VSB TV station to cease broadcasting
The television channel VSB 11 is to cease broadcasting on Monday, according to operator DeFontes Broadcasting.
The cut is not expected to be permanent, and the company emphasised yesterday that its radio stations and radio news broadcasts would continue.
Radio coverage even stands to be boosted with extra features in sports and Parliamentary news, DeFontes announced.
However, the decision to pull the plug will leave 11 Bermudian employees out of work, eight permanent staff and three part-time, in a decision that management said was not made lightly.
It also deprives the Island of its well-known local NBC affiliate.
Dwights Denbrook, vice president of operations for WOW World on Wireless, last night told this newspaper it would be premature to comment on the matter.
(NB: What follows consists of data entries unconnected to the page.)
PR #1263, opened 2023-10-12
Use the new `string_name_new_with_latin1_chars` function to improve StringName construction performance

dsnopek:
Integrates the changes from PR https://github.com/godotengine/godot/pull/78580


src/variant/char_string.cpp
```diff
@@ -458,8 +458,9 @@ String operator+(char32_t p_char, const String &p_str) {
 	return String::chr(p_char) + p_str;
 }
 
-StringName::StringName(const char *from) :
-		StringName(String(from)) {}
+StringName::StringName(const char *from, bool p_static) {
```
akien-mga, line 461: Side question, but why do String and StringName definitions live in a `char_string.cpp` file instead of `string.cpp` and/or `string_name.cpp`? Sounds like it was created for CharString (which is an implementation detail of String).

dsnopek: Probably mild laziness :-)

Most of `String` and `StringName` are automatically generated code, they just have a couple of handwritten methods, whereas as all of `CharString` is handwritten. So, I'm guessing someone just thought, "ah, it's string-related, I'll just throw these in `char_string.cpp`" rather than making new handwritten `string.cpp` and `string_name.cpp` files.

akien-mga (approved):

akien-mga:
Thanks!

PR #1277, opened 2023-10-20
Add an automated test using a Variant iterator

dsnopek:
This is a follow up to PR https://github.com/godotengine/godot-cpp/pull/1253 which adds a limited test to see if Variant iterators are working.

Unfortunately, we won't be able to merge it until after Godot PR https://github.com/godotengine/godot/pull/83681 is merged first. Depending on if/when that gets cherry-picked into Godot 4.1, we may need to keep this test for only Godot 4.2+


dsnopek:
This is passing, now that the Godot PR is merged!

akien-mga (approved):

akien-mga:
Thanks!

PR #1279, opened 2023-10-21
Add protections against registering classes that didn't use `GDCLASS()`

dsnopek:
This adds the same protections against registering classes that didn't use `GDCLASS()`, as were added to the engine in PR https://github.com/godotengine/godot/pull/81020

This same problem affects godot-cpp, but to a much lesser degree. I was able to reproduce the issue by making a class heirarchy like:

```c++
class Example : public Object {
    GDCLASS(Example, Object);

protected:
    static void _bind_methods() { };
};

class ExampleChild : public Example {
};
```

With out this PR, registering `ExampleChild` was allowed to go ahead, which meant really registering `Example` again under a different name. However, with this PR, it gives the compiler error `Class not declared properly, please use GDCLASS.`, just like in the engine.

### DIFF
--- a/include/godot_cpp/classes/wrapped.hpp
+++ b/include/godot_cpp/classes/wrapped.hpp
@@ -202,6 +202,8 @@ protected:                                                                      
 	}                                                                                                                                                                                  \
                                                                                                                                                                                        \
 public:                                                                                                                                                                                \
+	typedef m_class self_type;                                                                                                                                                         \
+                                                                                                                                                                                       \
 	static void initialize_class() {                                                                                                                                                   \
 		static bool initialized = false;                                                                                                                                               \
 		if (initialized) {                                                                                                                                                             \
@@ -395,6 +397,10 @@ protected:                                                                      
 		return nullptr;                                                                                                    \
 	}                                                                                                                      \
                                                                                                                            \
+	static inline bool has_get_property_list() {                                                                           \
+		return false;                                                                                                      \
+	}                                                                                                                      \
+                                                                                                                           \
 	static void (Wrapped::*_get_get_property_list())(List<PropertyInfo> * p_list) const {                                  \
 		return nullptr;                                                                                                    \
 	}                                                                                                                      \
@@ -416,6 +422,8 @@ protected:                                                                      
 	}                                                                                                                      \
                                                                                                                            \
 public:                                                                                                                    \
+	typedef m_class self_type;                                                                                             \
+                                                                                                                           \
 	static void initialize_class() {}                                                                                      \
                                                                                                                            \
 	static ::godot::StringName &get_class_static() {                                                                       \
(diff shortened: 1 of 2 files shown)


akien-mga (approved):

AThousandShips (approved):

AThousandShips:
What happens if you register a custom class with a built-in parent? The check for `typename T::self_type` should not be a valid type, should this also be added to the `GDEXTENSION_CLASS_ALIAS` and `Wrapped` like it is int the engine (With `Object`)?

dsnopek:
> What happens if you register a custom class with a built-in parent?

Well, you'd get other compiler errors even without the `static_assert()`:

```
/home/dsnopek/Sync/Projects/default/godot-cpp/include/godot_cpp/core/class_db.hpp:196:41: error: 'has_get_property_list' is not a member of 'ExampleNoGDCLASS'
  196 |                 T::has_get_property_list() ? T::get_property_list_bind : nullptr, // GDExtensionClassGetPropertyList get_property_list_func;
      |                 ~~~~~~~~~~~~~~~~~~~~~~~~^~
/home/dsnopek/Sync/Projects/default/godot-cpp/include/godot_cpp/core/class_db.hpp:205:20: error: 'create' is not a member of 'ExampleNoGDCLASS'
  205 |                 T::create, // GDExtensionClassCreateInstance create_instance_func; /* this one is mandatory */
      |                    ^~~~~~
/home/dsnopek/Sync/Projects/default/godot-cpp/include/godot_cpp/core/class_db.hpp:206:20: error: 'free' is not a member of 'ExampleNoGDCLASS'
  206 |                 T::free, // GDExtensionClassFreeInstance free_instance_func; /* this one is mandatory */
      |                    ^~~~
/home/dsnopek/Sync/Projects/default/godot-cpp/include/godot_cpp/core/class_db.hpp:207:20: error: 'recreate' is not a member of 'ExampleNoGDCLASS'
  207 |                 T::recreate, // GDExtensionClassRecreateInstance recreate_instance_func;
```

Because native classes with `GDEXTENSION_CLASS()` (as opposed to `GDCLASS()`) are missing a number of other things that are needed to register a class.

However, I suppose it'd be nice to have the `static_assert()` message in there too, because it's more helpful? Or, we could even add stub implementations of the missing methods to `GDEXTENSION_CLASS()` so there's _only_ the helpful message?

AThousandShips:
I'd say that sounds good!

AThousandShips:
Just for completeness I'd add:
```cpp
typedef Wrapped self_type;
```
To wrapped, though extending wrapped directly shouldn't happen it'd ensure the check doesn't break

dsnopek:
I added the stub methods as well as `self_type` on native classes, and so that in my latest push, you'll get the same helpful error (rather than the cryptic ones I posted above) if you try to register a class declared like:

```c++
class ExampleNoGDCLASS : public Object {
};
```

dsnopek:

PR #1281, opened 2023-10-22
Cherry-picks for the godot-cpp 4.1 branch - 5th batch

dsnopek:
The 5th batch of PR's marked with `cherrypick:4.1`


akien-mga:
In upstream Godot in 4.1, we cherry-picked the option to disable exceptions, but we didn't enable it by default, as that's IMO a compat breakage. So I would suggest doing the same for godot-cpp.

dsnopek:
Ah, thanks, that makes sense! I've amended that commit to default to `False`

test/CMakeLists.txt
```diff
@@ -92,6 +92,21 @@ else()
 	endif(CMAKE_BUILD_TYPE MATCHES Debug)
 endif()
 
+# Disable exception handling. Godot doesn't use exceptions anywhere, and this
+# saves around 20% of binary size and very significant build time (GH-80513).
+option(GODOT_DISABLE_EXCEPTIONS ON "Force disabling exception handling code")
```
akien-mga, line 97: And here I guess, though it's debatable as it's our own test.

akien-mga (approved):
Aside from CMake changes for disabling exceptions, looks good to go.

akien-mga (approved):

akien-mga:
Thanks!

PR #1289, opened 2023-10-28
Remove `env.get` logic from defaults

### LINKED ISSUE #1297: msvc builds cause warning `c4530`
### Godot version

v4.2.beta.custom_build [5ee983188]

### godot-cpp version

c1196a1ab0a1ca166d0e5e2f08f9fe4156118c5e

### System information

Windows 11

### Issue description

Recently, my godot-cpp builds have had their logs absolutely FLOODED with this message en-masse:
```
C:\Program Files\Microsoft Visual Studio\2022\Community\VC\Tools\MSVC\14.37.32822\include\vector(1612): warning C4530: C++ exception handler used, but unwind semantics are not enabled. Specify /EHsc
C:\Program Files\Microsoft Visual Studio\2022\Community\VC\Tools\MSVC\14.37.32822\include\vector(1601): note: while compiling class template member function 'void std::vector<GDExtensionClassMethodArgumentMetadata,std::allocator<GDExtensionClassMethodArgumentMetadata>>::_Reallocate_exactly(const unsigned __int64)'
C:\Program Files\Microsoft Visual Studio\2022\Community\VC\Tools\MSVC\14.37.32822\include\vector(1685): note: see the first reference to 'std::vector<GDExtensionClassMethodArgumentMetadata,std::allocator<GDExtensionClassMethodArgumentMetadata>>::_Reallocate_exactly' in 'std::vector<GDExtensionClassMethodArgumentMetadata,std::allocator<GDExtensionClassMethodArgumentMetadata>>::reserve'
D:\Godot\godot-libusb\godot-cpp\include\godot_cpp/core/method_bind.hpp(134): note: see the first reference to 'std::vector<GDExtensionClassMethodArgumentMetadata,std::allocator<GDExtensionClassMethodArgumentMetadata>>::reserve' in 'godot::MethodBind::get_arguments_metadata_list'
D:\Godot\godot-libusb\godot-cpp\include\godot_cpp/core/method_bind.hpp(131): note: see reference to class template instantiation 'std::vector<GDExtensionClassMethodArgumentMetadata,std::allocator<GDExtensionClassMethodArgumentMetadata>>' being compiled
```
I haven't been actively building a gdextension up until this past week or so, so I can't speak for how long this has potentially been in place. The last time I was actively building was late July, and it wasn't present at that time

### Steps to reproduce

1. build with msvc
2. cry

N/A

Repiteo:
After some local tests, it turns out these never worked in practice. They *seemed* to work, as the vast majority had simple fallbacks that were able to function identically. However, `use_hot_reload` tried to use logic from another container entirely; because that value always defaulted to `template_debug`, the conditional always passed & `use_hot_reload` was **always** enabled if no commandline value was specified

The majority of changes in this PR are removing the `env.get` logic outright, as every other case can substitute the previous fallback value as the default & the end result is functionally identical. `use_hot_reload` now has a default value of `None`, meaning it doesn't add any environment option; as such, an explicit assignment is handled before the very first use-case. This was achieved by porting over the *expected* logic of the previous default value

The only other change was adjusting the `compiledb` environment check from the `env.get` function to the dictionary equivalent. This is because I believe we should be using `env.get` only in scenarios where a value might be null. Otherwise, the fallback value used is redundant, as an explicit bool is guaranteed

EDIT: Fixes #1297

### DIFF
--- a/tools/godotcpp.py
+++ b/tools/godotcpp.py
@@ -86,7 +86,7 @@ def options(opts, env):
         EnumVariable(
             key="platform",
             help="Target platform",
-            default=env.get("platform", default_platform),
+            default=default_platform,
             allowed_values=platforms,
             ignorecase=2,
         )
@@ -99,7 +99,7 @@ def options(opts, env):
         EnumVariable(
             key="target",
             help="Compilation target",
-            default=env.get("target", "template_debug"),
+            default="template_debug",
             allowed_values=("editor", "template_release", "template_debug"),
         )
     )
@@ -107,7 +107,7 @@ def options(opts, env):
         PathVariable(
             key="gdextension_dir",
             help="Path to a custom directory containing GDExtension interface header and API JSON file",
-            default=env.get("gdextension_dir", None),
+            default=None,
             validator=validate_dir,
         )
     )
@@ -115,7 +115,7 @@ def options(opts, env):
         PathVariable(
             key="custom_api_file",
             help="Path to a custom GDExtension API JSON file (takes precedence over `gdextension_dir`)",
-            default=env.get("custom_api_file", None),
+            default=None,
             validator=validate_file,
         )
     )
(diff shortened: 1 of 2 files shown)


Repiteo:
A few additions:

- Implement same revamped logic to `is_msvc`, fixing msvc exception bugs in the process
- Slightly change order of `disable_exceptions` check to ensure that msvc has a chance to be properly evaluated, instead of always defaulting to `False` (fixes #1297)

dsnopek:
Thanks!

Hm. The `env.get()`s are there in order to support code like:

```
env = Environment()
env['disable_exceptions'] = False
Export('env')

```

So that the author of a GDExtension can change what the defaults are in their case.

With this PR, how would you accomplish the same thing?

Also, this will need a rebase after PR https://github.com/godotengine/godot-cpp/pull/1299 in order for tests to pass.

Repiteo:
That's interesting… I was testing with launch arguments before, but that seems to handle differently than assigning in Python then porting to an exported command. Not sure if the same behavior applies to the main repo, I'll have to test that sometime today Wait so, this all *also* means that any options in the misc subfiles will need this as well? That feels off

Either way, I suppose this was a bit of a misguided PR. There's still things about it that fix bugs that I want to get committed, but I'll just put those in a separate PR so I can untangle this in its own right

Repiteo:
Closing this now-draft PR. The core issues have been addressed & some initial assumptions were misinformed. I still want to explore alternatives to the current `env.get` implementations, but removing them outright without further action isn't the play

And CableVision head Terry Roberson said: “We currently have a NBC affiliate on and will be seeking permission of the Regulatory Authority to execute our NBC HD channel.”
VSB’s reasons for closure echoed those cited for The Bermuda Sun newspaper, which shut down in July after 50 years’ service: continuing losses combined with crippling financial constraints.
The statement ascribed the VSB decision to declining advertising revenue, adding that there was “little reason to anticipate that the current economic situation will be improving substantially in the near future”.
The losses had been subsidised by Kenneth DeFontes, the principal owner, making it impossible to continue business as usual.
The shutdown will allow a reorganisation of the company to cut losses and find “innovative ways to enhance content, productivity and control spiralling costs, while offering advertisers value for dollars spent”.
VSB will also require updated technology — likely to prove “a very costly venture”.
The company said that it was seeking to partner, or sell to, investors supportive of local television news and programmes, and provide alternatives in viewer choice.
“Over the past several years the staff have worked hard on a daily basis to provide television news and services, despite cost cuts and difficulties with equipment, management is most grateful for their hard work and dedication and for a job well done, under stressful conditions at times.”
Operations manager Lynn Jefferson told The Royal Gazette that it was too early to speculate when the television service would return.
“It’s very important that there is more than one television news view,” she said. “But we just couldn’t continue with the way it was. Our biggest regret is for the Bermudians displaced. We’re very proud of the fact that we’re an all-Bermudian company.”